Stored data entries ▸
PR #22656, opened 2025-03-11
fix: Handle no user in ConnectionStatus

antobinary:
### What does this PR do?

Adds a check if `user` exists before referencing it.

### Closes Issue(s)

Closes #

### Motivation

```
"msg\":\"Connection status changed to danger (rtt = 1208ms)\",\"time\":\"2025-03-11T13:39:32.096Z\",\"src\":\"e.value (https://SERVER/html5client/bundle.d5c0054d3d0ccd0203ed.js:2:194629)\",\"v\":1,\"userInfo\"
...
{\"name\":\"clientLogger\",\"level\":50,\"logCode\":\"rtt_failed_to_register_user_history\",\"extraInfo\":{\"error\":{},\"errorMessage\":\"Cannot read properties of null (reading 'userId')\",\"errorStack\":\"TypeError: Cannot read properties of null (reading 'userId')
```


Tainan404:
I think we might be wait for the PR #22592 be on a production build and confirm if the bug still exist before merge this PR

REQUIREMENT ▸ Which lines in the records above contain the word "this"? Return each of them.

EXERCISE ANSWER ▸
### What does this PR do?
I think we might be wait for the PR #22592 be on a production build and confirm if the bug still exist before merge this PR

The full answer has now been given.